ThreatAttackMitigation
SpoofingForged inbound webhookHMAC + replay-window + dedupe + Cloud Armor
SpoofingForged staff tokenRS256 JWKS validation, tenant claim check, mTLS for service-to-service
TamperingModify rendered HTML in transitrenderSnapshot.checksum (sha256) + immutable GCS object versioning
RepudiationTenant denies sending a marketing blastOutbox + DispatchBatch + template.published.v1 audit trail with publishedBy
Information disclosureCross-tenant data leakRLS + app.tenant_id discipline + envelope encryption per tenant
Information disclosurePII in logspii-grep pre-commit + sample log scan
Denial of serviceAbuse of POST /notificationsper-route + per-tenant + per-recipient rate limits + CDN-side WAF
Denial of serviceVendor webhook flood1000 rps cap + early HMAC reject + persist-then-process
Elevation of privilegeStaff with RESERVATIONS triggering marketing batchScope check (notifications:batch requires MARKETING_MANAGER+)
Elevation of privilegeTenant admin reading another tenant's templatesRLS + tenant claim check
AI prompt injectionGuest name carries ignore previous instructionsStructured input, untrusted=true mark, output validation against canonical input — see AI_INTEGRATION §5
Phishing-by-templateTenant authors a template that mimics a bank/loginTemplate lint flags suspicious patterns; OWNER required to publish; per-locale moderation queue for new tenants in first 30 days

13. Compliance hooks

  • GDPR Art 7 (consent) for marketing — recorded in RecipientPreferences.marketingConsent with timestamp + source.
  • GDPR Art 17 (erasure) — see crypto-shred path above.
  • CAN-SPAM, CASL, UK PECR: every marketing email carries a physical postal address (from tenant.profile.postalAddress) and a one-tap unsubscribe; marketing batch publish refuses if address is missing.
  • WhatsApp Business policy: marketing only with opt-in; transactional only via approved templates.
  • Local SMS regulators: PK PTA registered sender-IDs; AF/IR transmission via licensed aggregators; templates in marketing for these markets require a registered short-code or business-name sender id.
  • Data residency: per-tenant region pinning enforced by routing (tenants_local.region); cross-region replication only for DR backups within the same data-residency zone.

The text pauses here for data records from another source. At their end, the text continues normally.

PR #1057, opened 2021-02-26
Fix up / down movement issues

jonathanindig:
* Use different Monaco API for determining Suggestion visibility
* Fix regression not setting `editing` state

### DIFF
--- a/polynote-frontend/polynote/types/modules.ts
+++ b/polynote-frontend/polynote/types/modules.ts
@@ -12,3 +12,16 @@ export const __dummy = null; // Apparently, we need at least one import or expor
 declare module "tinycon" {
     export function reset(): void
 }
+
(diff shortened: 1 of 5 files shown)


polynote-frontend/polynote/types/modules.ts
```diff
@@ -12,3 +12,16 @@ export const __dummy = null; // Apparently, we need at least one import or expor
 declare module "tinycon" {
     export function reset(): void
 }
+
+import { editor } from "monaco-editor"; // note: this import is _required_ even though IntelliJ thinks it isn't
+declare module "monaco-editor" {
```
jeremyrsmith, line 17: TIL

jeremyrsmith (approved):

Every compliance-relevant action publishes an event consumed by audit-service (see EVENT_SCHEMAS published list).


14. Penetration test scope

This service is in scope for the platform's annual third-party pentest. Specific test cases:

  • HMAC bypass on each vendor webhook route.
  • Forced opt-out via guessable tokens.
  • Cross-tenant template read via path manipulation.
  • Cross-tenant suppression read.
  • Prompt injection via guest-controlled variables.
  • Brand impersonation via Sender configuration.
  • DKIM bypass via misconfigured tenant override.
  • Resend abuse (loops via webhook → resend).
  • WS feed cross-tenant subscription.

Findings tracked in SERVICE_RISK_REGISTER with severity and time-bound remediation.